というわけで、とうとうキャスカの心を取り戻すシリーズが始まった今巻。
エルフヘルムが安全だからと目指し始めたのが22巻(01年)とたどり着くまでにも相当時間がかかってしまいましたが、キャスカが正気を失ってしまったのは14巻(97年)と、ここまで実に20年もキャスカさんはああなっていたわけです!!
この後も簡単に元通りになるはずもないでしょうし、キャスカさんが元通りになるまでかかった時間はどれだけのものになっちゃうのでしょうか!?

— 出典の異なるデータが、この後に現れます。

PR #260, opened 2022-10-27
feat: ignore subdomains when comparing newness of campaigns

AlecBoutin:
### Summary

For attribution plugin, don't reset session or campaign when subdomain changes.

### Checklist

### DIFF
--- a/packages/analytics-client-common/src/attribution/campaign-tracker.ts
+++ b/packages/analytics-client-common/src/attribution/campaign-tracker.ts
@@ -42,11 +42,7 @@ export class CampaignTracker implements ICampaignTracker {
     this.initialEmptyValue = options.initialEmptyValue ?? EMPTY_VALUE;
   }
 
-  isNewCampaign(
-    current: Campaign,
-    previous: Campaign | undefined,
-    removeSubdomainsWhenComparingReferringDomains = false,
-  ) {
+  isNewCampaign(current: Campaign, previous: Campaign | undefined, ignoreSubdomainInReferrer = false) {
     const { referrer, referring_domain, ...currentCampaign } = current;
     const { referrer: _previous_referrer, referring_domain: prevReferringDomain, ...previousCampaign } = previous || {};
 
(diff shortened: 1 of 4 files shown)


packages/analytics-client-common/src/attribution/campaign-tracker.ts
```diff
@@ -42,17 +42,24 @@ export class CampaignTracker implements ICampaignTracker {
...
-  isNewCampaign(current: Campaign, previous: Campaign | undefined) {
-    const { referrer: _referrer, ...currentCampaign } = current;
-    const { referrer: _previous_referrer, ...previousCampaign } = previous || {};
+  isNewCampaign(
+    current: Campaign,
+    previous: Campaign | undefined,
+    removeSubdomainsWhenComparingReferringDomains = false,
+  ) {
+    const { referrer, referring_domain, ...currentCampaign } = current;
+    const { referrer: _previous_referrer, referring_domain: prevReferringDomain, ...previousCampaign } = previous || {};
```
kevinpagtakhan, line 51: Deconstructing `referring_domain: prevReferringDomain` will remove this key/value pair from `previousCampaign` and will not be part of the `hasNewCampaign` check. I think this will cause `hasNewCampaign` to always be true since the two objects do not contain the same key/value pair entries.

AlecBoutin: referring_domain is deconstructed from both current and previous campaign objects, so I wouldn't expect it to cause a problem. Am I misreading this?

kevinpagtakhan: Ah no i misread it, i didn't notice `referring_domain` deconstructed from current.

packages/analytics-client-common/src/attribution/campaign-tracker.ts
```diff
@@ -42,17 +42,24 @@ export class CampaignTracker implements ICampaignTracker {
     this.initialEmptyValue = options.initialEmptyValue ?? EMPTY_VALUE;
   }
 
-  isNewCampaign(current: Campaign, previous: Campaign | undefined) {
-    const { referrer: _referrer, ...currentCampaign } = current;
-    const { referrer: _previous_referrer, ...previousCampaign } = previous || {};
+  isNewCampaign(
+    current: Campaign,
+    previous: Campaign | undefined,
+    removeSubdomainsWhenComparingReferringDomains = false,
```
kevinpagtakhan, line 48:
```suggestion
    compareReferringSubdomains = false,
```

perhaps?

kevinpagtakhan (approved):

packages/analytics-client-common/src/attribution/campaign-tracker.ts
AlecBoutin: Changed to `ignoreSubdomainInReferrer`

PR #263, opened 2022-11-01
feat: auto-tracking session events

falconandy:
### Summary

1. Added new option (`options.trackingOptions.sessionEvents`) to auto-track session start/end events.
2. Added tests for session logic.

Tested only on Android emulator.

Existing differences between `Amplitude-Kotlin` and `React Native` implementations:
1. `React Native` has ability to set custom session id (client `options.sessionId`, `setSessionId`), `Amplitude-Kotlin` doesn't have.
2. `Amplitude-Kotlin` persists last event Id, `React Native` doesn't - always starts event Id from `0` on app restart.
3. Session timeout is 5 minutes in `Amplitude-Kotlin` and 30 minutes in `React Native`.

### Checklist

* Does your PR have a breaking change?:  No, but session logic could be affected.


packages/analytics-types/src/config.ts
```diff
@@ -76,6 +76,7 @@ export interface TrackingOptions {
 export interface ReactNativeTrackingOptions extends TrackingOptions {
   adid?: boolean;
   carrier?: boolean;
+  sessionEvents?: boolean;
```
kevinpagtakhan, line 79: I think this is called `trackingSessionEvents` in Kotlin, perhaps we can align?

falconandy: @kevinpagtakhan 
Do you mean `options.trackingSessionEvents` (as in Kotlin) vs `options.trackingOptions.trackingSessionEvents`?

kevinpagtakhan: this one: `options.trackingSessionEvents`

falconandy: Fixed to `options.trackingSessionEvents`. Currently in `ReactNativeConfig`, in the future can be moved to base `BrowserConfig` if session events auto-tracking will be implemented in browsers too

qingzhuozhen (approved):
Test on iOS and can see the session events. Will create tickets to handle the event id and default session.

Issue #274, opened 2022-11-11
Identify not working in "@amplitude/analytics-node"


hanna-becker:
I am trying to add user properties after initializing amplitude and before sending an event in a lambda function on AWS.

Without the identify part, the event gets sent and I can see it in the Amplitude console:
```
  await amplitude.init(AMPLITUDE_API_KEY, { logLevel: amplitude.Types.LogLevel.Debug }).promise;
  amplitude.track('some event', undefined, { user_id: userId });
  await amplitude.flush().promise;
```

Adding properties via identify like so, and the event does not make it to the console any longer:

```
  await amplitude.init(AMPLITUDE_API_KEY, { logLevel: amplitude.Types.LogLevel.Debug }).promise;
  
  // adding this part
  const identifyObj = new amplitude.Identify();
  identifyObj.set('email', email);
  identifyObj.set('env', process.env.ENV);
  amplitude.identify(identifyObj);

  amplitude.track('some event', undefined, { user_id: userId });
  await amplitude.flush().promise;
```
I also see this not very helpful log statement in the lambda logs: `ERROR Amplitude Logger [Error]: invalid`.

## Expected Behavior
The event should be visible in the Amplitude console, along with the user properties 'email' and 'env'.

## Current Behavior
The event does not get sent.

## Steps to Reproduce
See code above.

## Environment
- JS SDK Version: 0.6.0
- Installation Method: yarn
- Browser and Version: node 14

liuyang1520:
Hi @hanna-becker , thanks for supporting us!

Could you please try:
```js
amplitude.identify(identifyObj, { user_id: userId });
```

This works in my local. If this works for you too, then we will update the log and docs for this.

Thanks!

hanna-becker:
Yes, this works. Thank you!

PR #275, opened 2022-11-15
feat: add nest.js example app and improve response message with body content

liuyang1520:
### Summary
This PR includes the changes for:
- feat: add nest.js example app
- fix: improve response message with body content, related to: https://github.com/amplitude/Amplitude-TypeScript/issues/274

image

image

I found we don't have a Node example, so adding one here. I didn't choose Express as the official boilerplate/generator doesn't support TypeScript, and third-party ones introduces other dependencies like DB, Auth, see:
- https://github.com/w3tecch/express-typescript-boilerplate
- https://github.com/GeekyAnts/express-typescript
- https://github.com/ljlm0402/typescript-express-starter

While the Nest CLI is neat and clean, saving us time to tidying unnecessary code with the boilerplate. If needed, we can add Express example in the future for sure.

### Checklist


tsconfig.json
```diff
@@ -24,5 +24,8 @@
     "strictBindCallApply": true,
     "target": "es5",
     "types": ["jest", "node"],
+    "paths": {
+      "@amplitude/analytics-node": ["./packages/analytics-node/"]
```
liuyang1520, line 28: This is to allow the example to use the `@amplitude/analytics-node` without extra installation, also make life easier to debug local changes without extra `yarn link`.

kevinpagtakhan: was hoping the examples would be using published versions so they'd be more reliable. idk what do you think?

liuyang1520: Good call! I slightly prefer this way than the published versions, but I am good with both. The reasons I slightly prefer this way:
- easier for community developer to test their change locally, before opening PRs here
- react-native has a well-known issue when linking local dependency, this will make symlink not work. Seems the only easy way to test local change is to use this way, see the [legacy react-native](https://github.com/amplitude/Amplitude-ReactNative/blob/main/tsconfig.json#L5). I haven't test this on react-native example though, but I know `yarn/npm link` is not working for me (@yuhao900914 shared this tsconfig solution to me). Note, the published versions are working smoothly, but we will likely to have local uncommitted changes all the time for development purpose.
  - https://stackoverflow.com/questions/44061155/react-native-npm-link-local-dependency-unable-to-resolve-module
  - https://github.com/facebook/metro/issues/1

As you mention, the published versions are more stable, which will the examples more stable too. @kevinpagtakhan , let me know if you prefer the published versions, I can update to use it.

liuyang1520: Update to use the published versions to be aligned with other examples in this repo, we can probably revisit this for all the SDKs, for example Kotlin Android is using the local version: https://github.com/amplitude/Amplitude-Kotlin/blob/main/samples/kotlin-android-app/build.gradle#L45.

dnshi (approved):

kevinpagtakhan (approved):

というツッコミはさておきまして、その内容のほうはやはり興味深いところです。
キャスカの今の心の中がどうなっているのかが見られるというのも楽しみなのですが、個人的にもっとも気になるのは正気を失うほどのショックを受けていたキャスカが正気に戻ったとき、どんな気持ちになるのかと言うところ。
今まで通りの関係をガッツと続けられるわけはありませんし、鷹の団時代のように良い感じに戻れるとも思えません。
正気に戻った時にどうなってしまうのか。
その時が恐ろしいような、待ち遠しいような……!!

そしてベルセルクと言えば鬼気迫る描き込みですが、その描き込みぶりは今巻でさらにパワーアップ!!
ものすごく細かい描写がされているのはいつも通りなのですが、なんだかすごく大きく絵を描いて縮小してません?と感じるほど細かい線でびっしり描き込まれたコマもチラホラ……!!
雑誌連載のほうはまた休載に入ったとのことですが、これだけ書き込んでいれば仕方ない、と思ってしまうほどすごいことになっています!!
それを見るだけでも価値あり……かもしれません!!



今回はこんなところで!
さぁ、本屋さんに急ぎましょう!!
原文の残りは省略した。